======== DATA PROVIDED
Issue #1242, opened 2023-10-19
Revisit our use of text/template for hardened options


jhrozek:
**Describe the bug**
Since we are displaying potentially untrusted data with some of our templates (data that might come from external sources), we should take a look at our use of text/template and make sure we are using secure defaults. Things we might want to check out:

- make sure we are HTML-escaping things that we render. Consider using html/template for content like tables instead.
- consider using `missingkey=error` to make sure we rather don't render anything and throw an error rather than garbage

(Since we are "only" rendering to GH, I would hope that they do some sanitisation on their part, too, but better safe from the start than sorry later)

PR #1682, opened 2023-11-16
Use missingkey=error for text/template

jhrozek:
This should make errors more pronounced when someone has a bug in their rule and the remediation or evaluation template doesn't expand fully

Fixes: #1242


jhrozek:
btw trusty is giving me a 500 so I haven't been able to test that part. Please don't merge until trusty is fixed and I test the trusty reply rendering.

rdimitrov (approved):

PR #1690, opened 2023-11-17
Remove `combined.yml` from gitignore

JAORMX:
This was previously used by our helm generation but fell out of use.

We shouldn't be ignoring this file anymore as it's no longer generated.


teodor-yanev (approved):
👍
================
**INSTRUCTIONS TO FOLLOW**
Repeat the data exactly as it was given above.

**ANSWER TO THIS TASK**
Issue #1242, opened 2023-10-19
Revisit our use of text/template for hardened options


jhrozek:
**Describe the bug**
Since we are displaying potentially untrusted data with some of our templates (data that might come from external sources), we should take a look at our use of text/template and make sure we are using secure defaults. Things we might want to check out:

- make sure we are HTML-escaping things that we render. Consider using html/template for content like tables instead.
- consider using `missingkey=error` to make sure we rather don't render anything and throw an error rather than garbage

(Since we are "only" rendering to GH, I would hope that they do some sanitisation on their part, too, but better safe from the start than sorry later)

PR #1682, opened 2023-11-16
Use missingkey=error for text/template

jhrozek:
This should make errors more pronounced when someone has a bug in their rule and the remediation or evaluation template doesn't expand fully

Fixes: #1242


jhrozek:
btw trusty is giving me a 500 so I haven't been able to test that part. Please don't merge until trusty is fixed and I test the trusty reply rendering.

rdimitrov (approved):

PR #1690, opened 2023-11-17
Remove `combined.yml` from gitignore

JAORMX:
This was previously used by our helm generation but fell out of use.

We shouldn't be ignoring this file anymore as it's no longer generated.


teodor-yanev (approved):
👍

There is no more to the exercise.